Then what is the better method to use to find the answer to a question?
I'd change the word from science to empiricism, and there is no other way to learn anything. Empiricism is the interpretation of evidence in an effort to make decisions that effect desired outcomes. This is what scientists do, but it's also what every creature able to sense his world, generalize on experience (induction), and make decisions accordingly (deduction) does, and can be called informal science. By this method, I can discover what foods give me pleasure (personal knowledge), and also where and how to get them (public knowledge). This is empiricism, whether done in an observatory or laboratory, or daily life. If a question can't be answered empirically, it can't be answered at all, answers being useful propositions as described above.

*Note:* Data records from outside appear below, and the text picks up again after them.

Issue #10074, opened 2020-10-09
deprecation/removal of ssh-rsa from PubKeyAcceptedTypes


lsm5:
Please search the existing issues for relevant feature requests, and use the
reaction feature
(https://blog.github.com/2016-03-10-add-reactions-to-pull-requests-issues-and-comments/)
to add upvotes to pre-existing requests.

#### Community Note

Please vote on this issue by adding a 👍 [reaction](https://blog.github.com/2016-03-10-add-reactions-to-pull-requests-issues-and-comments/) to the original issue to help the community and maintainers prioritize this request.
Please do not leave "+1" or "me too" comments, they generate extra noise for issue followers and do not help prioritize the request.
If you are interested in working on this issue or have submitted a pull request, please leave a comment.

#### Description

The podman team recently tried to build Fedora 33 Beta images for use in our CI and we noticed SSH refused to connect and the daemon logs complained about not finding `ssh-rsa` in PubKeyAcceptedTypes. And this went away after making the relevant change in `/etc/crypto-policies/back-ends/opensshserver.config`. 

Looks like Fedora 33 has removed ssh-rsa by default, and it's quite likely that other distros will as well, if not already.

It would be nice to not depend on ssh-rsa going forward.

@cevich Please correct me if I got anything wrong ^ :smile: 

#### Use Case(s)

Any relevant use-cases that you see.

#### Potential configuration

```
```

#### Potential References
https://github.com/containers/automation_images/pull/26#issuecomment-705780840

cevich:
Suggestion:  Add an `ssh_keytype` option to allow overriding the temporary key that packer generates.  e.g. for the `googlecompute` builder or globally.

SwampDragons:
Hi, thanks for reaching out! I agree that it's a good idea to add an option for telling Packer to generate a different key type.

We could probably do this now-ish for Packer with non-rsa type keys, for example ecdsa, and that may actually provide a workaround for users currently bitten by https://github.com/hashicorp/packer/issues/8609 while we wait for the golang team find the time to look at https://github.com/golang/go/issues/39885.

Meanwhile, I think you can work around this yourself by generating your own key and providing it to your builder using the ssh_private_key option

cevich:
[...]

PR #10101, opened 2020-10-14
add sshkey package and ssh-keygen comand

azr:
This is preliminary work for https://github.com/hashicorp/packer/issues/10074 next: refactor plugins that generate their own ssh keypair to start using this.

This brings:
* a ` helper/communicator/sshkey` package that has a `sshkey.GeneratePair` function that will allow to generate valid open ssh keypairs.
* a `cmd/ssh-keygen` package that is a simplified go version of `ssh-keygen` to test the pairs with real ssh servers.
* go tests to see wether the keypairs can be parsed, although a 'real' ssh server/client is a much better way to test.


SwampDragons (approved):

SwampDragons:
Cool! This is a bit lower-level than I'd expected you'd have to get. But looks good. Can't wait to see it in action.

azr:
Same here ! Hopefully the cryptography is still handled by the `"crypto"` packages and I just had to work on wrapping/unwrapping 🙂 .

PR #10109, opened 2020-10-15
syntax-json: Fix nested provisioner block example

nywilken:
Previous example had provisioner blocks within a source block which is not actually allowed.
This changes updates the example to use a `build` block.


azr (approved):
Supergood catch ! nice !

PR #10110, opened 2020-10-15
Add a variable functions sidenav to expose vault HCL2 functions

nywilken:


website/data/docs-navigation.js
```diff
@@ -144,6 +144,10 @@ export default [
             category: 'conversion',
             content: ['can', 'convert', 'try'],
           },
+          {
+            category: 'variable',
+            content: ['vault'],
+          },
```
azr, line 150: Variable functions ?

azr: Ah because the output of 'vault' is variable.

nywilken: Ah that is a good point. Originally I had it as Vault Functions but wasn't sure if we would want to categorize differently once consul keys and aws secrete manager were added.Maybe vault functions is the way to go because variable functions does seem a bit vague.

azr: I think I would leave this in simply functions, because for now there is only one vault function,  also it feels a bit weird to move a function to another place than functions, but we could have a hashitools folder though ? 

Something like : 
* `functions/hashitools/vault`
* `functions/hashitools/consul`

azr: Ah right yes !

website/data/docs-navigation.js
```diff
@@ -144,6 +144,10 @@ export default [
             category: 'conversion',
             content: ['can', 'convert', 'try'],
           },
+          {
+            category: 'vault',
+            content: ['vault'],
+          },
```
azr, line 150: Nice, do you think it could be a good idea to have a hashitools folder though ? 

Something like : 
* `functions/hashicorp/vault`
* `functions/hashicorp/consul`

PR #10115, opened 2020-10-15
Add 'create_image' option to googlecompute

### LINKED ISSUE #9965: Allow googlecompute to not create image after building
#### Description

In a test -> build pipeline, it would be nice to "dry run" building a googlecompute image, but not create the new image, in the case of a "test" stage.

#### Use Case(s)

I have a pipeline with the following stages:
* lint
* test
* build
* deploy

I run `packer validate`, `terraform validate`, and `tflint` in the lint stage.
In the test stage, I would like to run terraform build and pass a var to have it not create the image after building it to test that the build will work.

These stages get ran during the "merge request" pipeline, build and deploy only happen in the master/main branch.

When the branch gets merged, it will run all four stages, and during the build stage, the var to not create the image is not passed, so the image does get created.

#### Potential configuration

```
variable "create_image" {
  description = "Create the image by default"
  type        = bool
  default     = true
}

source "googlecompute" "my_image" {
  account_file = var.account_file
  disk_size = "20"
  disk_type = "pd-standard"
  image_description = "My fun test image"
  image_family = "my_image"
  image_name = "my_image-{{timestamp}}"
  project_id = var.project_id
  create_image = var.create_image
  source_image_family = "centos-8"
  ssh_username = "packer"
  subnetwork = "projects/build/regions/us-west1/subnetworks/build-network-us-west1"
  use_internal_ip = true
  zone = var.zone
  tags = [
    "ssh-server"
  ]
}
```

bhundven:
When building a CI/CD deployment, during the PR process it's nice to be
able to run the builder, but not create the image the build produces.

Closes #9965

### DIFF
--- a/builder/googlecompute/config.go
+++ b/builder/googlecompute/config.go
@@ -17,7 +17,6 @@ import (
 	"github.com/hashicorp/packer/helper/config"
 	"github.com/hashicorp/packer/packer"
 	"github.com/hashicorp/packer/template/interpolate"
-	"github.com/mitchellh/mapstructure"
 	compute "google.golang.org/api/compute/v1"
 )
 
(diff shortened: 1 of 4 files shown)


bhundven:
@azr I tested this in our gitlab-ci pipeline, and this does exactly what I was looking for in #9965.

SwampDragons (changes requested):
Hey, thanks for opening a PR! This looks great to me -- the only suggestion I have is that generally when we add these kinds of template options to skip a default step, we name it with the prefix skip_ -- so you'd call the option "skip_create_image", which would automatically default to false without you having to iterate over the metadata keys. Then, when true, it would skip the creation. Do you mind switching your feature to follow that convention?

bhundven:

Science cannot predict the future.
Sure it can, just not all of it. That's the chief value of empiricism - to predict outcomes. The value of knowledge is to inform decisions and drive actions. Those actions then influence events in the external world, and those effects lead to objective consequences that modify experience in predictable ways if we do it correctly. We should expect similar decisions made under similar circumstances to lead to similar outcomes. It is in this way that we predict the future continually.
In fact, it is this ability of an idea to be useful for predicting outcomes that justifies us calling it correct, truth, knowledge, or an answer. The ultimate measure of a true proposition is the capacity to inform decisions under the expectation of desirable consequences. And this describes both formal science and the empiricism of daily life, like looking both ways before crossing a street to effect the desired outcome of crossing safely.